Written by Dr Chieh-chi Hsieh .

Image credit: 傅崐萁/Facebook.

Introduction

In this article, I argue that although the leading opposition party, Kuomintang (KMT), alongside the Taiwan People’s Party (TPP), have been enjoying their upper hand influence in the Parliament, ultimately it would be the KMT that will suffer more substantial short-and-long term political backlash vis-à-vis the TPP. It is fair to say that the Legislative Yuan, Taiwan’s parliament body, has been displaying its very worst since the end of Martial Law in 1987. However, the reason for failing the expectations of Taiwan’s general public is different. To elaborate, the Democratic Progressive Party (DPP) often received criticism for adopting a more physical confrontation method in public demonstrations as well as in legislature meetings to raise public awareness and achieve their political goals when it was the leading opposition party (i.e. 1987-2000; 2008-2016). Yet, this is not the case as to why the current impasse in the legislature is raising substantial concerns in Taiwan. Instead, we are witnessing the political development in which confrontation between Taiwan and China is becoming more ‘internalised.’

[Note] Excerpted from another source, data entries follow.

PR #404, opened 2023-08-04
Add plot controls to volcano plots

jernestmyers:
Resolves items 5 and 6 from https://github.com/VEuPathDB/web-monorepo/issues/358

~~NOTE: this work is branched off of https://github.com/VEuPathDB/web-monorepo/pull/392~~ (merged)

image

Notes:
- The calculations for the default axis ranges get very messy, so we decided (for now, at least) to use `Math.floor()` on the min values and `Math.ceil()` on the max values.
- Notice I'm not labeling these `X-axis controls` with `X-axis range beneath it and likewise for the y-axis. It felt weird to have the Header/Subheader relationship when the only controls are for the ranges.
- I didn't add the radio buttons for "Full", "Auto-zoom" and "Custom" as I wasn't sure if they were desired.

Happy to make any changes to the decisions/assumptions I made.


packages/libs/eda/src/lib/core/components/visualizations/implementations/ScatterplotVisualization.tsx
```diff
@@ -166,6 +166,24 @@ const modalPlotContainerStyles = {
   margin: 'auto',
 };
 
+// implement gradient color for slider opacity
+export const colorSpecProps: SliderWidgetProps['colorSpec'] = {
```
asizemore, line 170: since we're going to use this elsewhere, shall we give it a more descriptive name? Maybe `sliderOpacityColorSpecProps`? Or something with "gradient color" in it?

asizemore: I wonder do we have anywhere more general for this to live?

packages/libs/eda/src/lib/core/components/visualizations/implementations/VolcanoPlotVisualization.tsx
```diff
@@ -75,15 +81,19 @@ function createDefaultConfig(): VolcanoPlotConfig {
...
     significanceThreshold: DEFAULT_SIG_THRESHOLD,
     markerBodyOpacity: 0.5,
+    independentAxisRange: undefined,
+    dependentAxisRange: undefined,
   };
 }
 
 export type VolcanoPlotConfig = t.TypeOf<typeof VolcanoPlotConfig>;
-
+// eslint-disable-next-line @typescript-eslint/no-redeclare
```
asizemore, line 90: was the second declaration giving you issues? Or is this to clean up warnings?

packages/libs/eda/src/lib/core/components/visualizations/implementations/VolcanoPlotVisualization.tsx
```diff
@@ -343,7 +347,123 @@ function VolcanoPlotViz(props: VisualizationProps<Options>) {
   const plotNode = <VolcanoPlot {...volcanoPlotProps} ref={plotRef} />;
 
   // TODO
```
asizemore, line 349: can remove this comment woot!

packages/libs/eda/src/lib/core/components/visualizations/implementations/VolcanoPlotVisualization.tsx
```diff
@@ -343,7 +347,123 @@ function VolcanoPlotViz(props: VisualizationProps<Options>) {
...
-  const controlsNode = <> </>;
+  const controlsNode = (
+    <div style={{ margin: '2em 1em' }}>
+      <SliderWidget
+        minimum={0}
+        maximum={1}
+        step={0.1}
+        value={vizConfig.markerBodyOpacity ?? 0.5}
```
asizemore, line 356: Got some feedback that the points are a little tough to see. Let's make the default 0.7 please!

asizemore (commented):
Looks great! Works perfectly! Can we put the marker opacity slider under Plot Controls please?

And i agree with all the notes you left. We don't need the auto-zoom, full, and custom because we don't have a difference between auto-zoom and full, since there are no display ranges here!

packages/libs/eda/src/lib/core/components/visualizations/implementations/ScatterplotVisualization.tsx
jernestmyers: I remember thinking the same thing, so I'll see what I can come up with!

packages/libs/eda/src/lib/core/components/visualizations/implementations/VolcanoPlotVisualization.tsx
jernestmyers: Just cleaning up ESLint warnings, now that VSCode screams at me! 😂

jernestmyers:
> Can we put the marker opacity slider under Plot Controls please?

Do we have any concerns that it lines up beneath the x-axis controls?
image

asizemore:
sorry my comment was too vague - i mean can the opacity live in its own section called Plot Controls? Like we do on the scatterplot where it says Plot Mode (marker opacity shouldn't really be in. the Plot Mode section, instead that section should be called Plot Controls or something... anyways... lol). My hope is to prevent the friendly opacity slider from floating around without a section header to guide it 😄 

Screen Shot 2023-08-08 at 6 45 40 AM

jernestmyers:
Updated screenshot:

image

asizemore (approved):
Looks great! Thanks @jernestmyers !

PR #412, opened 2023-08-08
Add basic network components

asizemore:
This PR adds two components that will help us towards our goal of creating a bipartite network (see figma mockups for correlation app)

I went round and round trying to figure out which components we needed. I've settled (so far!) on the following: `NodeWithLabel`, `Link`, and then `BipartiteNetwork` (for later work). I think if we have our own node and edge components then for a bit we don't need our own `Network` component. Eventually it will be helpful for setting a bunch of defaults, but i dont think we need to add it this moment. We'll see i guess when we add the real bipartite network! 

So anyways my goal was to keep these two components simple but flexible. Sort of like a core ui balance. I'm only allowing a particular amount of styling that i think will be actually used, though in the future i could see some style overrides or something of the sort being added. All that is to say my hope is that these properties for the node and link (edge) will serve us well for a while!

One reason why i broke out `NodeWithLabel` into its own component was that we would like the user to be able to click on the node or its label and have some things happen. Someday we may have something similar for the edges, but nothing is planned for right now in the bipartite network. 

Check out the [figma mockups](https://www.figma.com/file/5A893Wsvr61jRBNkZbJrAu/Mbio-Correlation-app?type=design&node-id=1-2&mode=design&t=p4Y3Zsnj2JwhSQvD-0) for a better idea of what we're hoping for in the end. Also happy to discuss further if helpful!


packages/libs/components/src/stories/plots/Network.stories.tsx
```diff
@@ -0,0 +1,77 @@
...
+ManyPoints.args = {
+  data: manyPointsData,
+};
+
+// Gerenate a network with a given number of nodes and random edges
+function genNetwork(nNodes: number, addNodeLabel: boolean) {
+  // Create nodes with random positioning, an id, and optionally a label
+  const nodes: NodeData[] = [...Array(nNodes).keys()].map((i) => {
+    return {
+      x: Math.floor(Math.random() * 500),
```
jernestmyers, line 61: I assume we're multiplying by 500 because the `<svg>` container has a height and width of 500? I think it would be easier to maintain this story if we used a variable for all the 500s instead.

packages/libs/components/src/stories/plots/Network.stories.tsx
```diff
@@ -0,0 +1,77 @@
...
+      y: Math.floor(Math.random() * 500),
+      id: String(i),
+      label: addNodeLabel ? 'Node ' + String(i) : undefined,
+    };
+  });
+
+  // Create {nNodes} links. Just basic links no weighting or colors for now.
+  const links: LinkData[] = [...Array(nodes.length).keys()].map(() => {
```
jernestmyers, line 69: Super-duper nit: I wonder if we should just use `nNodes` here instead of `nodes.length`? We use `nNodes` in the lines below as well, so it feels a bit out of place.

jernestmyers (approved):
I think this looks great.

I imagine it's on your radar, but something we'll have to think about is how to prevent nodes and/or their labels from getting cut off (see screenshot below). You may have some ideas in mind or perhaps our implementations of these components will obviate this concern. It seems non-trivial, but hopefully I'm wrong! 😄 

image

dmfalke (commented):
This looks cool! I'm wondering if it would make sense to have a `Network` component that does something similar to the `Network` story template?

Also, see my comment below.

dmfalke:
> This looks cool! I'm wondering if it would make sense to have a `Network` component that does something similar to the `Network` story template?

You can ignore this question. I didn't read the description very carefully!

dmfalke (approved):

asizemore:
> something we'll have to think about is how to prevent nodes and/or their labels from getting cut off

You're totally right @jernestmyers ! And indeed i don't think it'll be trivial at all :) but i also plan to engineer the visualization and user actions so that we don't have to run into that problem! For example i dont think we should have all labels showing at one time unless the network is in a very specified layout. Not only will the label get clipped possibly but they overlap and they're just so hard to read 😄

PR #414, opened 2023-08-10
add time series viz icon

### LINKED ISSUE #323: timeline plot viz icon
make the icon

asizemore:
Resolves #323 

Adds time series viz icon. Used in the map.

We've had lots of discussion around this icon in slack so i picked a version folks were okay with and went for it :) 
I'm hoping that once it's really on the site we can better decide how we may want to modify it or that it just needs to be distinct from other icons. 

Screen Shot 2023-08-10 at 6 25 48 AM


chowington (approved):
I like that you tagged me as the most skeptical one, relatively :) Looks good!

PR #418, opened 2023-08-14
Add row counts to record page tables

jernestmyers:
Resolves [redmine#51970](https://redmine.apidb.org/issues/51970).

**NOTE**: I opted against using [Mesa's `RowCounter` component](https://github.com/VEuPathDB/web-monorepo/blob/main/packages/libs/wdk-client/src/Components/Mesa/Ui/RowCounter.jsx). I felt the props in `RowCounter` would have required more paging state to be held in `DataTables` than we really need.

Screenshots of this work:
image
image


dmfalke (approved):
Looks great!

Issue #416, opened 2023-08-10
bubble markers: select all numerator values by default when switching variable


bobular:
I think that's self-explanatory?
Decided here (follow up items): https://veupathdb.atlassian.net/wiki/spaces/FG/pages/345735201/2023-08-09+Front+End+Dev+Meeting+Notes

PR #419, opened 2023-08-14
Selected all numerator values by default in bubble config

chowington:
Closes https://github.com/VEuPathDB/web-monorepo/issues/416


bobular (approved):
Tricky one!

Issue #403, opened 2023-08-03
On first map entry, default marker mode config panel should be fully open; plot visible in all menu "modes"; improve general persistence


bobular:
- [x] entry behaviour as in title
- [x] floating plots should be visible in any menu mode (just remove the conditional rendering)
- Above done, but (I don't think) by me (Connor)
- [ ] improve general persistence (optional - pls make another ticket if not doing)

As decided here
https://veupathdb.atlassian.net/wiki/spaces/WG/pages/337117185/2023-07-27+Map+UX#default-panel

Best to branch from/target to this branch https://github.com/VEuPathDB/web-monorepo/tree/map-collection-variable-map-type if it's still unmerged (see https://github.com/VEuPathDB/web-monorepo/pull/399)

I'm currently assuming that the default marker mode is the first marker mode (hardcoded in client nav panel, IIRC).

When the user first enters the map, the full marker panel should be open (in "Markers" tab).

Note that all UI state should be preserved in the user database. At the moment it's a bit hit and miss.

For example if I open a supporting plot, and minimise the menu (leaving the plot on screen), wait for network requests to stop, then reload the page, the page re-opens with the menu open (it should be minimised).

The goal is for the map to look identical upon reloading (or opening a share link) if in the same-sized browser window, and only slightly different if in a different size/shape window (e.g. legend and plot positions).

chowington:
For the second task, I assume that we don't want the vizs for a different map type to show for the currently-selected map type. Eg, if I have a viz open in the donut map type, when I click over to the bubble map type, the viz should disappear

chowington:
Assigning to @dmfalke as merging his PR (https://github.com/VEuPathDB/web-monorepo/pull/399) will fix this

PR #421, opened 2023-08-14
Side panel UX improvements

chowington:
Resolves https://github.com/VEuPathDB/web-monorepo/issues/403

I'm marking this as ready to merge while we're still considering the idea of general UI persistence. Further work can be in another ticket.


bobular (approved):
Looks great. The functionality works for the marker mode and menu/drawer open/hidden state is preserved on page refresh.

I made a comment for the follow-on work https://github.com/VEuPathDB/web-monorepo/issues/444#issuecomment-1693225049

PR #429, opened 2023-08-17
Change rounding algorithm in bubble size legend

bobular:
This issue was that the maxSizeValue from the back end was 196,503. The `toPrecision(1)` rounded this up.  If it had been 149,999, it would have been rounded down and the max bubble size would have been 200,000 as desired.  I've changed the algorithm a bit to hopefully do the right thing.

Before:
image

After:
image


chowington (approved):
Good catch, @bobular!

PR #430, opened 2023-08-17
Reset paging if number of filtered rows obviates currentPage

jernestmyers:
Resolves https://github.com/VEuPathDB/web-eda/issues/1430

I added some comments to explain the solution, but I'll recap here as well. Whenever we search in a membership table, we will:
- check if the number of filtered rows is enough to render rows on the `currentPage`
  - yes? carry on as normal!
  - no? set `currentPage` to 1

This seemed a simple, low-cost solution to this problem. It has the drawback where a user may "lose" their paging after a search, but trying to maintain a user's pre-filtering paging would require additional state and complexity that I didn't think made sense in what's already a bit of an edge case.


dmfalke (approved):
This is a great solution.

PR #434, opened 2023-08-18
use variable display name in tooltip

### LINKED ISSUE #433: Volcano: tooltip use variable display names
The gorgeous volcano tooltip is currently showing the variable id, but it would be more helpful for the user if it showed the display name of that variable. 

There's a function `fixVarIdLabel` called in `ScatterplotVisualization` that takes a label and the collection entity information and returns the nice display label. We should be able to use that same machinery in the tooltip i'd guess.

asizemore:
Resolves #433 

This PR adds a `displayLabel` to the `VolcanoDataPoint` so that if defined, the tooltip can show the user-friendly name instead of the pointID we get from the backend. The pointID is formatted {entityID}.{variableID}, so we can use this to find a display label.

Not too much else to say about this one i think!

Screen Shot 2023-08-18 at 7 15 17 AM

### DIFF
--- a/packages/libs/components/src/plots/VolcanoPlot.tsx
+++ b/packages/libs/components/src/plots/VolcanoPlot.tsx
@@ -363,8 +363,8 @@ function VolcanoPlot(props: VolcanoPlotProps, ref: Ref<HTMLDivElement>) {
                   }}
                 >
                   <ul>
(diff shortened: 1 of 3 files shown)


jernestmyers (approved):
LGTM!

The Principal and Agent Problem

The famous quote of Churchill states, ‘ No one pretends that democracy is the perfect or all-wise [and] it has been said that democracy is the worst form of government except for all those other forms that have been tried from time to time…’. This has often been used to depict the notion that ‘democracy is merely a lesser evil’ and is simply upheld due to the lack of alternative methods to govern. Without a doubt, one can argue that the current political fiasco in Taiwan’s legislature speaks volumes to this statement. For instance, after the amendments to the Legislative Yuan’s Power Act was put forward by the KMT-TPP coalition in May 2024, it led to the formation of the ‘bluebird movement (青鳥行動)’. Yet, the large-scale demonstration did not deter the KMT-TPP coalition from engaging in subsequent controversial actions. In fact, the ensuing reform bill put forward by the KMT-TPP majority was the Constitutional Court Procedure Act, which paralyses Taiwan’s Constitutional Court: the judicial apparatus that overthrew the Amendments to the Legislative Yuan’s Power Act. Furthermore, when civic groups across Taiwan first announced motions of recalling KMT legislators, the KMT-TPP coalition responded by proposing the self-serving Amendment to the Public Officials Election and Recall Act, which tightened the standards for recalling officials. In addition, KMT legislators have become reckless in their behaviours. Atrocious actions of KMT legislators include Hsu Chiao-Hsin giving the middle finger to DPP legislator Lee Kuen-Cheng during live television broadcast, as well as her antics when supporting the KMT’s motion to freeze half of the funding proposed (i.e. US 61.01 million dollars ) to continue work on a fleet of indigenous defence submarines for 2025.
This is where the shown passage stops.